Researchers Make Safer, Thinner Batteries Using Kevlar

A group of researchers from the University of Michigan may have found a way to make lithium-ion energy packs saver and slimmer by using Kevlar.

The team has developed a protective membrane using nano-fibres extracted from Kevlar, this insulates the electrodes in the battery while still allowing the lithium-ions to pass through to create the circuit. The super thin layers should reduce the chances of a short circuit and also allow for the battery to have more energy.

The researchers made the membrane by layering the fibres on top of each other in thin sheets. This method keeps the chain-like molecules in the plastic stretched out, which is important for good lithium-ion conductivity between the electrodes.
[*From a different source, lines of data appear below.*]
PR #144, opened 2021-06-29
Update Postgres schema to support authorization

calebschoepp:
# Overview

Update Postgres schema to support authorization nicely

# Changes

- Make `user.id` a `TEXT` field that will hold the Auth0 user id i.e. `sub` claim on a JWT
- Update auth helper tool to use `student` role name instead of `user` role name
- Update schema diagram
- Update Zapatos schema
- Fix `npm run start`

# Testing & Demo

Ran migrations locally


armiantos (approved):
LGTM! Thanks for taking this 😄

Siu On Tung, Macromolecular Science & Engineering PhD Student and member of Prof. Nick Kotov's research group, shows a kevlar cloth in the NCRC
Siu On Tung, Macromolecular Science & Engineering PhD Student and member of Prof. Nick Kotov’s research group, shows a kevlar cloth in the NCRC

Another feature of this material is it can be made much thinner so more energy can be put into the same sized battery cell, or the entire cell can be shrunk. The University have seen a lot of interest from people looking to make thinner products with this technology, with over 30 companies requesting samples of the material.

While the team is satisfied with the membrane’s ability to block the lithium dendrites, they are currently looking for ways to improve the flow of loose lithium ions so that batteries can charge and release their energy more quickly.